For a brand-new event series, the Magic Spotlight Series sure does look familiar.

The new, open-invite event series rolled into Denver last weekend as Tarkir: Dragonstorm rolled out to the world. The third Spotlight Series of the year was Limited, and more than 1,200 players tuned out for an event that served as a reminder of why these events are so popular with many players, and why the number of players coming "out of retirement" last weekend was so high.

But I'm getting ahead of myself. Let's start with this: why is the Magic Spotlight Series so cool?

Here's the gist of the Spotlight Series: anyone can enter, the Top 8 earn Pro Tour invitations, and there's a $50,000 prize pool. Here, you're just as likely to run into Luis Scott-Vargas or your buddy from Friday Night Magic. A 6-2 record on Day One allows you to advance to Day Two, where you'll battle it out for a seat among the Top 8 tables.

It's one of the ever-growing number of paths to the Pro Tour for dedicated Magic players. Now more than ever, the Pro Tour hosts an eclectic mix of Regional Championship champions, Pro Tour Top 8 competitors, Hall of Fame members, or winners of digital events like Arena Championship 8. If you take some time to ask players how they qualified, you'll be treated to a tour of the many ways people consume competitive Magic.

Now, the Magic Spotlight Series joins that list. If its structure sounds familiar to you, that's because it evokes the Grand Prix events that many of the game's top players cut their teeth playing in. And it's not just nostalgia that led to more than 7,000 Play Boosters being opened, it's the appeal of the tournament structure itself. The Regional Championship events held every few months across the world are a collection of a region's top talent, but they're gated by qualifying tournaments that omit already-qualified players as well as past Pro Tour ringers who may not be actively grinding.

But the Spotlight Series is open to anyone at any point in their Magic career, and it's also the only place the average Modern or Limited enthusiast might happen to get play against their Magic heroes in a "relatively" low-stress situation. All in all, feedback has been that the Spotlight Series fills a niche that other events haven't, and that was on full display last weekend in Denver as dozens of players who frequented those Grands Prix of yesteryear turned out again, some for the first time in many years.

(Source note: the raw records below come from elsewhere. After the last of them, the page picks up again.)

PR #230, opened 2025-01-01
fix(orchestrator): Implement inputs card in workflow instance page

LiorSoffer:
resolve [FLPATH-1976](https://issues.redhat.com/browse/FLPATH-1976)
image
image

### DIFF
--- a/workspaces/orchestrator/plugins/orchestrator/src/components/WorkflowInputs.tsx
+++ b/workspaces/orchestrator/plugins/orchestrator/src/components/WorkflowInputs.tsx
@@ -1,0 +1,56 @@
+/*
+ * Copyright 2024 The Backstage Authors
+ *
+ * Licensed under the Apache License, Version 2.0 (the "License");
+ * you may not use this file except in compliance with the License.
+ * You may obtain a copy of the License at
+ *
+ *     http://www.apache.org/licenses/LICENSE-2.0
+ *
+ * Unless required by applicable law or agreed to in writing, software
+ * distributed under the License is distributed on an "AS IS" BASIS,
+ * WITHOUT WARRANTIES OR CONDITIONS OF ANY KIND, either express or implied.
+ * See the License for the specific language governing permissions and
+ * limitations under the License.
+ */
+
+import React from 'react';
+
+import {
+  InfoCard,
+  Progress,
+  ResponseErrorPanel,
+  StructuredMetadataTable,
+} from '@backstage/core-components';
+
+export const WorkflowInputs: React.FC<{
+  className: string;
+  cardClassName: string;
+  value: any;
+  loading: any;
+  responseError: any;
+}> = ({ className, cardClassName, value, loading, responseError }) => {
+  const inputs = value?.data;
+  return (
+    <InfoCard
+      title="Inputs"
+      subheader={
+        !loading && !inputs && <i>The workflow instance has no inputs</i>
+      }
+      divider={false}
+      className={className}
+      cardClassName={cardClassName}
+    >
+      {loading ? <Progress /> : null}
+
+      {!loading && responseError && (
+        <ResponseErrorPanel error={responseError} />
+      )}
+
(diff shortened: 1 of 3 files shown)


batzionb:
@LiorSoffer 
The schema can't be passed from the previous page
A page needs to get all it's data independently
The instance page is navigated to from multiple places, and also needs to be able to show the data after clicking f5
The instance page should call the inputSchema API same as ExecuteWorkflowPage does 
here https://github.com/redhat-developer/rhdh-plugins/blob/main/workspaces/orchestrator/plugins/orchestrator/src/components/ExecuteWorkflowPage/ExecuteWorkflowPage.tsx#L67

workspaces/orchestrator/plugins/orchestrator/src/components/WorkflowInstancePageContent.tsx
```diff
@@ -87,14 +93,22 @@ export const WorkflowInstancePageContent: React.FC<{
...
     };
-    if (instanceVariables.hasOwnProperty('result')) {
-      delete instanceVariables.result;
+
+    const { schema } = location.state || {};
+
+    // Ensure schema properties are an object and iterate over them
+    const properties = schema.properties || {};
+
+    for (const key of Object.keys(inputs)) {
```
batzionb, line 107: I suggest to put this in a separate function getInputsFromVariables that gets the schema and the variables

batzionb:
Please include a screenshot for when there are inputs and when there are no inputs (empty state)

workspaces/orchestrator/plugins/orchestrator/src/components/WorkflowInstancePageContent.tsx
```diff
@@ -97,6 +105,16 @@ export const WorkflowInstancePageContent: React.FC<{
       delete instanceVariables.result;
     }
   }
+  const workflowId = assessedInstance.instance.processId;
+  const instanceId = assessedInstance.instance.id;
+  const { value } = useAsync(async (): Promise<InputSchemaResponseDTO> => {
```
batzionb, line 110: we always need handling of error and loading state

batzionb: In case of error add a ResponseErrorPanel
In case of loading - add a progress bar

workspaces/orchestrator/plugins/orchestrator/src/components/WorkflowInstancePageContent.tsx
```diff
@@ -97,6 +105,16 @@ export const WorkflowInstancePageContent: React.FC<{
...
+    const res = await orchestratorApi.getWorkflowDataInputSchema(
+      workflowId,
+      instanceId,
+    );
+    return res.data;
+  }, [orchestratorApi, workflowId]);
+  const inputs = value?.data;
```
batzionb, line 117: nice way to do it
Indeed if you pass the instance id to the backend, it returns the inputs, I didn't think about this solution

workspaces/orchestrator/plugins/orchestrator/src/components/WorkflowInputs.tsx
```diff
@@ -0,0 +1,56 @@
...
+  value: any;
+  loading: any;
+  responseError: any;
+}> = ({ className, cardClassName, value, loading, responseError }) => {
+  const inputs = value?.data;
+  return (
+    <InfoCard
+      title="Inputs"
+      subheader={
+        !loading && !inputs && <i>The workflow instance has no inputs</i>
```
batzionb, line 38:
```suggestion
        !loading && !error && !inputs && <i>The workflow instance has no inputs</i>
```

batzionb: I'm merging the PR for now with this issue so we can create the release

batzionb (approved):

Like Grand Prix Oklahoma 2019 winner Larry Li, who played in his first major Magic tournament in five years when he saw that he could qualify for the Pro Tour playing Limited. Hall of Famer Shuhei Nakamura came from Japan to play, while fan favorites Reid Duke and LSV let the audience in on their builds and games, providing viewers a firsthand look all day at how the best do it.

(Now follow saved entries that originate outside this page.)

PR #235, opened 2025-01-03
Update copyright header

04kash:

This PR updates the copyright header template to accept copyright headers with either "The RHDH Authors" or "The Backstage" (since a lot of the workflows used in this repository are from backstage/community-plugins) as valid options.

The header files for the following workspaces are also updated in the PR: bulk-import, global-header, homepage, lightspeed, marketplace, openshift-image-registry, theme.

I will update the orchestrator workplace files in a separate PR as it has few eslint errors. 

Fixes: https://issues.redhat.com/browse/RHIDP-5401

### DIFF
--- a/.eslintrc.cjs
+++ b/.eslintrc.cjs
@@ -1,5 +1,5 @@
 /*
- * Copyright 2024 The Backstage and RHDH Authors
+ * Copyright 2024 The Backstage Authors
  *
  * Licensed under the Apache License, Version 2.0 (the "License");
  * you may not use this file except in compliance with the License.
@@ -24,8 +24,7 @@ module.exports = {
     'notice/notice': [
       'error',
       {
-        mustMatch:
-          /Copyright \d{4} (The Backstage and RHDH Authors|The RHDH Authors)/,
+        mustMatch: /Copyright \d{4} (The Backstage Authors|The RHDH Authors)/,
         templateFile: path.resolve(
           // eslint-disable-next-line no-restricted-syntax
           __dirname,
--- a/.eslintrc.cjs
+++ b/.eslintrc.cjs
@@ -1,5 +1,5 @@
 /*
- * Copyright 2024 The Backstage Authors
+ * Copyright 2024 The Backstage and RHDH Authors
  *
  * Licensed under the Apache License, Version 2.0 (the "License");
  * you may not use this file except in compliance with the License.
@@ -24,6 +24,8 @@ module.exports = {
     'notice/notice': [
       'error',
       {
+        mustMatch:
+          /Copyright \d{4} (The Backstage and RHDH Authors|The RHDH Authors)/,
         templateFile: path.resolve(
           // eslint-disable-next-line no-restricted-syntax
           __dirname,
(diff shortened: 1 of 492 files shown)


workspaces/bulk-import/examples/template/content/index.js
```diff
@@ -1,5 +1,5 @@
 /*
- * Copyright 2024 The Backstage Authors
+ * Copyright 2025 The RHDH Authors
```
nickboldt, line 2: should this actuall be a range of dates? eg., 2024-2025?

.eslintrc.cjs
```diff
@@ -24,6 +24,7 @@ module.exports = {
     'notice/notice': [
       'error',
       {
+        mustMatch: /Copyright \d{4} (The Backstage Authors|The RHDH Authors)/,
```
nickboldt, line 27: should this actually be a range of dates? eg., 2024-2025? 

```suggestion
        mustMatch: /Copyright [0-9-]+ (The Backstage Authors|The RHDH Authors)/,
```

christoph-jerolimov:
Hey @04kash, I always wanted start a code-review with this words..

I'm not a lawyar 😄 but I think we should keep the first year we introduced the code, so 2024 in most cases here. It's nice that we update the author from backstage to RHDH for all code and the template to 2025.

workspaces/bulk-import/examples/template/content/index.js
christoph-jerolimov: And when its okay: is RHDH Authors really a thing or should we go one step forward and say something like "Copyright 2024 Red Hat and contributors"

rm3l:
> Hey @04kash, I always wanted start a code-review with this words..
> 
> I'm not a lawyar 😄 but I think we should keep the first year we introduced the code, so 2024 in most cases here. It's nice that we update the author from backstage to RHDH for all code and the template to 2025.

There is an interesting article titled `Copyright Notices for Open Source Projects` from the Legal team on The Source. It does not make it mandatory to include the year.

```
 [...]
We do not recommend inclusion of the year in the copyright notice.
Attempting to consistently maintain dates in copyright notices is difficult, time-consuming, and is unnecessary.
```

So I think we can maybe simplify and omit the year.

04kash:
> There is an interesting article titled Copyright Notices for Open Source Projects from the Legal team on The Source. It does not make it mandatory to include the year.

[...] We do not recommend inclusion of the year in the copyright notice. Attempting to consistently maintain dates in copyright notices is difficult, time-consuming, and is unnecessary. 

So I think we can maybe simplify and omit the year.


Yup I agree omitting the date would make things easier!

workspaces/bulk-import/examples/template/content/index.js
04kash: Changed it to Red Hat, Inc. based on the other copyright notices in the `redhat-developer` org

christoph-jerolimov (approved):
Lgtm!

christoph-jerolimov:
We have currently 20 other PRs, but it looks like most of them are version updates and bugfixes that doesn't introduce new files. There is just one feature PR opened today that needs to be updated anyway.

I guess it's acceptable to merge this change right now and see how many PRs needs to be updated with this new (eslint) requirement.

On the broadcast crew, Paul Cheon made sure no LSV pun went unchecked, and while Duke and LSV would narrowly miss Day Two, they treated viewers to a show along the way. Limited legend—and I mean that—Mike Hron turned up, with a $100 flight and two drafts under his belt; obviously he was the last remaining undefeated player and will be back at the Pro Tour after his Top 8 appearance. Heck, the tournament even concluded after the venue began shutting down the room; Magic Spotlight: Dragons really did have it all.

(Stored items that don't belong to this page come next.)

PR #244, opened 2025-01-07
feat(global-header): implemented searchBar

ciiay:

For [RHIDP-5365](https://issues.redhat.com/browse/RHIDP-5365)

screen recording

https://github.com/user-attachments/assets/0f81b568-7bf2-4da9-8110-630f5c3bcd1c

### DIFF
--- a/workspaces/global-header/plugins/global-header/src/components/SearchComponent/SearchBar.tsx
+++ b/workspaces/global-header/plugins/global-header/src/components/SearchComponent/SearchBar.tsx
@@ -1,0 +1,151 @@
+/*
+ * Copyright 2024 The Backstage Authors
+ *
+ * Licensed under the Apache License, Version 2.0 (the "License");
+ * you may not use this file except in compliance with the License.
+ * You may obtain a copy of the License at
+ *
+ *     http://www.apache.org/licenses/LICENSE-2.0
+ *
+ * Unless required by applicable law or agreed to in writing, software
+ * distributed under the License is distributed on an "AS IS" BASIS,
+ * WITHOUT WARRANTIES OR CONDITIONS OF ANY KIND, either express or implied.
+ * See the License for the specific language governing permissions and
+ * limitations under the License.
+ */
+
+import React from 'react';
+import {
+  SearchResultState,
+  SearchResultProps,
+} from '@backstage/plugin-search-react';
+import Typography from '@mui/material/Typography';
+import { Link } from '@backstage/core-components';
+import ListItem from '@mui/material/ListItem';
+import Box from '@mui/material/Box';
+import Divider from '@mui/material/Divider';
+import ArrowForwardIcon from '@mui/icons-material/ArrowForward';
+import Autocomplete from '@mui/material/Autocomplete';
+import TextField from '@mui/material/TextField';
+import InputAdornment from '@mui/material/InputAdornment';
+import SearchIcon from '@mui/icons-material/Search';
+import { highlightMatch } from '../../utils/stringUtils';
+import styles from './SearchBar.module.css';
+import { useNavigate } from 'react-router-dom';
+
+interface SearchBarProps {
+  query: SearchResultProps['query'];
+  setSearchTerm: (term: string) => void;
+}
+export const SearchBar = (props: SearchBarProps) => {
+  const { query, setSearchTerm } = props;
+  const navigate = useNavigate();
+
+  return (
+    <SearchResultState {...props}>
+      {({ loading, error, value }) => {
+        const results = query?.term ? value?.results ?? [] : [];
+        let options: string[] = [];
+        if (results.length > 0) {
+          options = [
+            ...results.slice(0, 5).map(result => result.document.title),
+            `${query?.term}`,
+          ];
+        } else if (query?.term) {
+          options = ['No results found'];
+        }
+
+        return (
+          <Autocomplete
+            freeSolo
+            options={options}
+            loading={loading}
+            getOptionLabel={option => option ?? ''}
+            onInputChange={(_, inputValue) => setSearchTerm(inputValue)}
+            sx={{ width: '100%' }}
+            filterOptions={x => x}
+            getOptionDisabled={option => option === 'No results found'}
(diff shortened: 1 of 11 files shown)


workspaces/global-header/plugins/global-header/src/utils/stringUtils.tsx
```diff
@@ -0,0 +1,55 @@
...
+ * Highlights the substring that matches the query term.
+ * @param text The full text to render.
+ * @param query The query term to highlight.
+ * @returns JSX.Element with highlighted matching substring.
+ */
+export const highlightMatch = (text: string, query: string) => {
+  if (!query) return <>{text}</>;
+
+  const regex = new RegExp(`(${query})`, 'i');
+  const parts = text.split(regex);
```
christoph-jerolimov, line 30: It looks really nice when it's working!

But this crashes when you enter some regex characters like `[`

Did you pick up that idea from https://github.com/backstage/backstage/blob/master/plugins/search-react/src/components/HighlightedSearchResultText/HighlightedSearchResultText.tsx ?

Can we reuse that component or check why the origin search didn't crash on that character?

workspaces/global-header/plugins/global-header/src/components/SearchComponent/SearchBar.tsx
```diff
@@ -0,0 +1,151 @@
...
+                  button: { color: '#fff' },
+                }}
+              />
+            )}
+            renderOption={(renderProps, option, { index }) => {
+              if (option === query?.term && index === options.length - 1) {
+                return (
+                  <Box key="all-results" id="all-results">
+                    <Divider sx={{ my: 0.5 }} />
+                    <Link to={`/search?query=${query?.term}`} underline="none">
```
christoph-jerolimov, line 104: If you don't escape query parameters, you search can't include URL characters like `&`:

```suggestion
                    <Link to={`/search?query=${encodeURIComponent(query?.term)}`} underline="none">
```

Since this happen two times now, maybe you can create a small inline function createSearchLink, or something similar.

workspaces/global-header/plugins/global-header/src/components/SearchComponent/SearchBar.tsx
```diff
@@ -0,0 +1,151 @@
...
+            getOptionLabel={option => option ?? ''}
+            onInputChange={(_, inputValue) => setSearchTerm(inputValue)}
+            sx={{ width: '100%' }}
+            filterOptions={x => x}
+            getOptionDisabled={option => option === 'No results found'}
+            onKeyDown={event => {
+              if (event.key === 'Enter') {
+                event.preventDefault();
+                if (query?.term) {
+                  navigate(`/search?query=${query?.term}`);
```
christoph-jerolimov, line 72: We should always escape query paramters otherwise searches like `Tom & Jerry` will not work.

```suggestion
                  navigate(`/search?query=${encodeURIComponent(query?.term)}`);
```

workspaces/global-header/plugins/global-header/src/components/SearchComponent/SearchBar.tsx
```diff
@@ -0,0 +1,151 @@
...
+import ListItem from '@mui/material/ListItem';
+import Box from '@mui/material/Box';
+import Divider from '@mui/material/Divider';
+import ArrowForwardIcon from '@mui/icons-material/ArrowForward';
+import Autocomplete from '@mui/material/Autocomplete';
+import TextField from '@mui/material/TextField';
+import InputAdornment from '@mui/material/InputAdornment';
+import SearchIcon from '@mui/icons-material/Search';
+import { highlightMatch } from '../../utils/stringUtils';
+import styles from './SearchBar.module.css';
```
christoph-jerolimov, line 33: This will work also with dynamic plugins? I'm fine to give it a try. :)

workspaces/global-header/plugins/global-header/src/components/SearchComponent/SearchBar.tsx
```diff
@@ -0,0 +1,151 @@
...
+                  ...params.InputProps,
+                  disableUnderline: true,
+                  startAdornment: (
+                    <InputAdornment position="start">
+                      <SearchIcon style={{ color: '#fff' }} />
+                    </InputAdornment>
+                  ),
+                }}
+                sx={{
+                  pt: '0.5rem',
```
christoph-jerolimov, line 93: For me, it feels like this padding-top breaks that the input field is vertically centered.

```suggestion
```

christoph-jerolimov (changes requested):
It looks really great!

Some small suggestions:

workspaces/global-header/plugins/global-header/src/utils/stringUtils.tsx
ciiay: The original solution doesn't fit our UI design and it uses predefined `preTag` and `postTag` to split text, which won't break the regular expression.
```
text.split(new RegExp(`(${preTag}.+?${postTag})`)); // tags are safe in regExp
```
While my solution uses user input `query` which could include special characters that break a regular expression.

I added some escape to the input text like this for the fix.
```  
const escapeRegex = (input: string) => input.replace(/[.*+?^${}()|[\]\\]/g, '\\$&');
const escapedQuery = escapeRegex(query);
```

workspaces/global-header/plugins/global-header/src/components/SearchComponent/SearchBar.tsx
ciiay: Yeah, this is a much cleaner solution as long as it works in showcase.. if it doesn't we can add inline styles to override the Mui default styles.

workspaces/global-header/plugins/global-header/src/components/SearchComponent/SearchBar.tsx
christoph-jerolimov: To be honest, for me, the first one looks the best. :smirk:

christoph-jerolimov (approved):
Great work. :+1:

"Denver was quite the treat. As a tournament grinder, I was very excited when the Series was announced and loved playing competitive Standard in Atlanta, but Limited certainly hits different," Jody Keith explained after his impressive run to the finals of the tournament. "The series, in general, brings back that classic Grand Prix vibes with competitive open events at the center of a large celebration of Magic. The energy in a room of more than 1,000 people opening up packs is something I didn't know I could miss so much. The sweat to make Day Two to get to a new deck and keep grinding was real."

Especially when the battlefield was Tarkir: Dragonstorm. The multicolor-heavy Limited environment is in its infancy, and that meant that Magic Spotlight: Dragons was a massive-scale testing ground for the best Limited players—and both finalists were among those who broke it.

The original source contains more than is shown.